CONDITION 1: OUTPUT1 = 1 PWM 4. MODE 1. CONDITION 2: OUTPUT 2 = 1
PWM
4. MODE1.LOG_CONFIDENTIAL =
DEFAULT2. MODE2. STATE = 1
PWM4. MODE2. CONDITION1: OUTPUT1 = 0
PWM4. MODE2. CONDITION2: OUTPUT2 = 0
PWM4. MODE2.LOGIC_CONTENT = U1 AND U2
DT1. REVIEW_PROID = 5 (s)
ADC3.
FUNCTION = ADC.
All used PWM channels are in discrete output mode. But if necessary, they can always be used as intended.
When testing the program in practice, do not forget to add the DT1 temperature sensors according to the configuration instructions. Please note, when adding two or more sensors, you must connect them in turn. Time intervals and temperature ranges are adjusted locally.
Each time the program is loaded into the module’s memory, the configurator program must be restarted.
At first glance, it might seem that everything is very complicated. But in fact, you just need to understand the algorithm, like on any other device. Take one of the inputs as a basis and simply begin to describe the conditions. In this case, Input 4 was taken as a basis.

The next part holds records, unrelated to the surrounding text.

PR #428, opened 2023-04-25
Nix 2.13.3 -> 2.15.0

grahamc:
##### Description

Closes https://github.com/DeterminateSystems/nix-installer/pull/286.

##### Checklist

- [ ] Built with `nix build`

```shell
```

### DIFF
--- a/src/action/common/configure_shell_profile.rs
+++ b/src/action/common/configure_shell_profile.rs
@@ -154,10 +154,7 @@ impl ConfigureShellProfile {
             let mut buf = "/nix/var/nix/profiles/default/bin\n".to_string();
             // Actions runners operate as `runner` user by default
             if let Ok(Some(runner)) = User::from_name("runner") {
-                buf += &format!(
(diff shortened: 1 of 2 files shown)


grahamc:
The path that we care about here needs to be updated here, yeah?

https://github.com/DeterminateSystems/nix-installer/blob/8bb37f1bcff99299849309e7ba3bf5fffdae8d22/src/action/common/configure_shell_profile.rs#L151-L160

grahamc:
Instead of writing out the /nix/var/nix.... path, we need to update to match this commit: https://github.com/NixOS/nix/commit/2384d360839e27edb3c928da858ec911415c8b4d

...which implies we need to capture the XDG_STATE_HOME value from the parent before we sudo and pass it through. If XDG_STATE_HOME isn't set, default to $HOME/.local/state -- again captured before we sudo.

Hoverbear:
Doing a full VM/container test pass on this.

Hoverbear:
Passes! :star:

Hoverbear (approved):

PR #500, opened 2023-06-01
Revert "Trigger buildkite on external PRs"

cole-h:
Reverts DeterminateSystems/nix-installer#496

---

This doesn't actually work, since it requires the buildkite token(s), which will not be available to external contributors :slightly_frowning_face:


Hoverbear (approved):
:sob:

cole-h:
:sunglassesIGuess:

Issue #69, opened 2022-11-25
How to handle Nix versions?


Hoverbear:
Right now we keep our Nix package URL as a const in the package, it may be ideal to determine a way to check what the most up to date option is during plan time.

Hoverbear:
@cole-h had some good insight in https://github.com/DeterminateSystems/harmonic/pull/67#discussion_r1034081433:

> Maybe something for later down the road, but maybe we could have these links be in a separate file that we include_str! from. That would make it easier to automatically keep these in sync with the latest Nix release (but again, probably save this for later) -- just have an action that finds the latest version and replaces the files.

PR #523, opened 2023-06-22
Shorten install command by removing protocol already contained in URI

SuperSandro2000:
##### Checklist

- [ ] Built with `nix build`

```shell
```


Hoverbear (commented):
Thanks for the contribution!

This is done on purpose. We want `curl` to ensure that only HTTPS is supported even through redirects. We don't check the hashes of Nix tarballs right now (this is #69 related) so it's part of our trust. If we start doing checksums we can revisit this.

Issue #521, opened 2023-06-20
Potential build issues with `auto-allocate-uids` enabled by default on macOS


nanzhong:
I recently ran into a build issue with `auto-allocate-uids` on macOS that took me a while to realize that this experimental feature was the source of the problem.

When building the `emacs` packages (and all variants of it in nixpkgs) the build would hang on one part of the build phase. [https://github.com/NixOS/nixpkgs/issues/238087#event-9558331478](https://github.com/NixOS/nixpkgs/issues/238087) has more details of the build issue.

What ultimately made we wonder if `auto-allocate-uids` was at fault was that when I used `nix develop` and manually run through the phases (unpack, autoreconf, configure, build), I did not seem to hit the problem.

Although I have been able to reproduce this on two different Macs (both of which were fresh installs), I wonder if this could be specific to my environment. I do not have any other Macs to test with, so if someone else could try to reproduce this that would be great. It should be reproducible by having `auto-allocate-uids` enabled and building emacs (`nix build github:nixos/nixpkgs#emacs --rebuild --print-build-logs`). 

So far I have only noticed this with the `emacs` package, and only because I use the emacs-overlay which does not have any cached builds for darwin (which is what led me to realize this was masked by the version in nixpkgs which does have cached builds).

If this is indeed the issue, would disabling `auto-allocate-uids` for macOS until this is resolved be something worth exploring?

Hoverbear:
Hi! Yes we're working on disabling auto-allocate-uids on Mac since it is broken.

PR #524, opened 2023-06-22
Restore user creation on Mac

Hoverbear:
##### Description

Restore the creation of users on Mac. Resolving #521

##### Checklist

- [ ] Built with `nix build`

```shell
```


src/action/common/place_nix_configuration.rs
```diff
@@ -57,6 +57,9 @@ impl PlaceNixConfiguration {
             "extra-nix-path".to_string(),
             "nixpkgs=flake:nixpkgs".to_string(),
         );
+
+        // Auto-allocate uids is broken on Mac. Tools like `whoami` don't work.
```
cole-h, line 61: May be a nice idea to link to the issue I filed about this:
```suggestion
        // Auto-allocate uids is broken on Mac. Tools like `whoami` don't work.
        // e.g. https://github.com/NixOS/nix/issues/8444
```

src/planner/macos.rs
```diff
@@ -143,6 +143,11 @@ impl Planner for Macos {
                 .await
                 .map_err(PlannerError::Action)?
                 .boxed(),
+            // Auto-allocate uids is broken on Mac. Tools like `whoami` don't work.
```
cole-h, line 146: Maybe also here

src/settings.rs
```diff
@@ -94,6 +94,55 @@ pub struct CommonSettings {
...
+    )]
+    #[cfg_attr(
+        all(target_os = "macos", feature = "cli"),
+        clap(default_value = "_nixbld")
+    )]
+    #[cfg_attr(
+        all(target_os = "linux", feature = "cli"),
+        clap(default_value = "nixbld")
+    )]
+    pub nix_build_user_prefix: String,
```
cole-h, line 110: I would expect this to not be necessary for Linux with auto uids enabled... Am I wrong?

By that I mean I would expect this to be `None` on Linux and `Some(...)` on Darwin (maybe I misunderstand how we do auto uids though).

Same for all the other settings below.

Hoverbear: We do set the users to 0, I could move these settings to Mac only settings, and have these actions take that... But I feel like it's entirely possible we'll remove the feature on Linux still so I don't want to possibly make a bunch of work for ourselves later.

cole-h (approved):
:sob: :+1:

Hoverbear:
I know! It's so sad. :(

If necessary, you can always adjust the algorithm for a particular task.
With a total power consumption of electrical appliances of up to 7 kW, instead of the MP220op + Starter, the MP146 power module can be used :
To be continued ...
Authors of the solution: Е.А. Sapunov, V.A. Rublev (UA4LOU)
Attention!
Only from 02/18/2016 to 10-00 02/24/2016 on the MP8036 multi the festive price is valid, you can buy it for 5,000.00 rubles!
The discount on the product is cumulative with the discount for online payment!